Exercise prompt → Send back all of the data, word for word.

▬▬▬

PR #424, opened 2017-08-26
typos

dennis714:


a1880:
While you are at it:
The plural of matrix is actual [matrices](https://www.google.de/search?q=matrixes+matrices) rather than matrixes.

msoos:
Both matrixes and matrices are correct. Please look at the dictionaries online or offline. Here is one:

http://www.dictionary.com/browse/matrix?s=t

Oxford dictionary will say the same. So will the American Heritage. Both are correct.

msoos:
Thanks for the typos fixes!! Really good stuff :) Merged, thanks!

a1880:
Well, I don't want to fight for matrices, but the Google hit count speaks a clear language: 40mio vs 400k

PR #458, opened 2018-02-18
Clarify performance impact of detailed statistics

saraedum:
The statement "leads to faster system" is a bit confusing. One immediately understands this as "no statistics ⇒ faster system" but it could also mean "no statistics. Too bad, they would lead to a faster system." I slightly stumbled upon this here https://github.com/conda-forge/staged-recipes/pull/5185.


msoos:
Thanks for the fix!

▬▬▬

Answer section →
PR #424, opened 2017-08-26
typos

dennis714:


a1880:
While you are at it:
The plural of matrix is actual [matrices](https://www.google.de/search?q=matrixes+matrices) rather than matrixes.

msoos:
Both matrixes and matrices are correct. Please look at the dictionaries online or offline. Here is one:

http://www.dictionary.com/browse/matrix?s=t

Oxford dictionary will say the same. So will the American Heritage. Both are correct.

msoos:
Thanks for the typos fixes!! Really good stuff :) Merged, thanks!

a1880:
Well, I don't want to fight for matrices, but the Google hit count speaks a clear language: 40mio vs 400k

PR #458, opened 2018-02-18
Clarify performance impact of detailed statistics

saraedum:
The statement "leads to faster system" is a bit confusing. One immediately understands this as "no statistics ⇒ faster system" but it could also mean "no statistics. Too bad, they would lead to a faster system." I slightly stumbled upon this here https://github.com/conda-forge/staged-recipes/pull/5185.


msoos:
Thanks for the fix!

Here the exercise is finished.